MATERIAL TO PROCESS:
[Start of section]

PR #267, opened 2014-08-17
FIX: removes the '-None' inserted into output HTML filenames by asciidoc_reader plugin

0xMF:
Removes the '-None' that automatically gets added to HTML files generated by AsciiDoc plugin. Also removes the '-None' from the URL links to those files. 

After this fix, the AsciiDoc plugin behaves the same way as other Pelican readers (like Markdown) do, meaning both the filenames and URL links to those files are named the same way. So if a file is test.asciidoc, the HTML file is now test.html (before this bug fix AsciiDoc files would have been named test-None.html) .


0xMF:
Leave a comment

PR #322, opened 2014-10-01
Allow utf8 files in include_code liquid tag

jcdubacq:
Nowadays, source files can easily be in utf-8 instead of ascii.


kdeldycke:
The `liquid_tags` plugin has been migrated as a stand-alone plugin at https://github.com/pelican-plugins/liquid-tags . I recommend you to try out that new version as some bugs were fixed and the plugin is actively being worked on over there.

In the mean time I guess we can close this PR.

PR #1188, opened 2019-09-10
Add tests for render math

Lucas-C:


justinmayer:
Thank you for the fix, Lucas!

PR #1197, opened 2019-09-16
Fix tests failing due to OrgEmacsReader constructor too early check for ORG_READER_EMACS_LOCATION setting

Lucas-C:


justinmayer:
Thank you for the fix, Lucas!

[End of section]

INSTRUCTIONS FOR THE TASK:
Lines of the listing above that contain the word "this" must all be copied.

EXERCISE RESULT:
After this fix, the AsciiDoc plugin behaves the same way as other Pelican readers (like Markdown) do, meaning both the filenames and URL links to those files are named the same way. So if a file is test.asciidoc, the HTML file is now test.html (before this bug fix AsciiDoc files would have been named test-None.html) .
In the mean time I guess we can close this PR.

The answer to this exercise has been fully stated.